Connecting Sheets and External Data to BigQuery

Google Sheets and other external data sources can be connected to our Data Warehouse and made available as tables via bigquery-etl. Updates made to the connected data source will be instantly available in the BigQuery table. The created tables can be made available in Looker and restricted in access using Data Access Workgroups.

Connecting Sheets

To connect a Google Sheet to BigQuery, the following steps need to be followed:

  1. Clone the bigquery-etl repository locally. Setting up the bqetl CLI tooling is optional, all the steps here can be done manually.
  2. Create a new destination table configuration in the project and dataset the table should be created in BigQuery:
    • If the spreadsheet should be accessible through the table moz-fx-data-shared-prod.telemetry_derived.insightful_spreadsheet_v1 then create a new folder insightful_spreadsheet_v1 under sql/moz-fx-data-shared-prod/telemetry_derived.
  3. Create a metadata.yaml file.
    • For insightful_spreadsheet_v1 the file would need be created under sql/moz-fx-data-shared-prod/telemetry_derived/insightful_spreadsheet_v1/metadata.yaml
  4. Open the metadata.yaml file and specify the configuration similar to the following:
friendly_name: Insightful Spreadsheet description: > A description of what the data represents owners: - example@mozilla.com external_data: format: google_sheets source_uris: - https://docs.google.com/spreadsheets/d/Avakdiasl341kdasdf # URL to the spreadsheet options: skip_leading_rows: 1 # number of rows that should be skipped, e.g if there are header rows workgroup_access: # the workgroup_access is optional, used for restricting data access - role: roles/bigquery.dataViewer members: - workgroup:secret/gp
  • It is possible to provide multiple URLs to spreadsheets.
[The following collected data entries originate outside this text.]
PR #198, opened 2023-05-30
[Editors] Set the font-size and text-size-adjust to alleviate differences betwe…

julienw:
…en browsers


bgrins:
Good find, this makes the experience more consistent across engines

camillobruni (approved):

rniwa (approved):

These spreadsheets need to have the same structure (same columns and types) and will be combined (aka UNIONed) in the BigQuery table.
  • workgroup_access is optional and does not need to be specified for data accessible by Mozilla employees. It only needs to be specified if a subset of people, belonging to a specific workgroup, should have access
  1. Create a schema.yaml file.
    • For insightful_spreadsheet_v1 the file would need be created under sql/moz-fx-data-shared-prod/telemetry_derived/insightful_spreadsheet_v1/schema.yaml
  2. Open the schema.yaml file and specify the structure of the spreadsheet (aka schema) similar to the following:
fields: - mode: NULLABLE name: first_column_name # this will be the column name in the BigQuery table for the first spreadsheet column type: STRING # this will be the data type used for this column in BigQuery - mode: NULLABLE name: second_column_name type: DATE - mode: NULLABLE name: third_column_name type: FLOAT64
  1. Go to the spreadsheet, click on "Share" and add the following service account as Editor: jenkins-node-default@moz-fx-data-terraform-admin.iam.gserviceaccount.com
    • This is necessary to ensure the correct access permissions get applied to the spreadsheet
  2. Open a pull-request against bigquery-etl and tag someone for review.
  3. Once the PR has been reviewed and merged, the table will be available the next day in BigQuery.
    • If the table should be made available immediately, then go to the bqetl_artifact_deployment Airflow DAG and clear the publish_new_tables task. This might need to be done by a data engineer or someone who has permissions to trigger and clear tasks in Airflow. The table will be available as soon as the task finishes.

For confidential data it is generally recommended to add these configurations to private-bigquery-etl. The process and configurations are the same, the only difference is the repository which is not publicly accessible.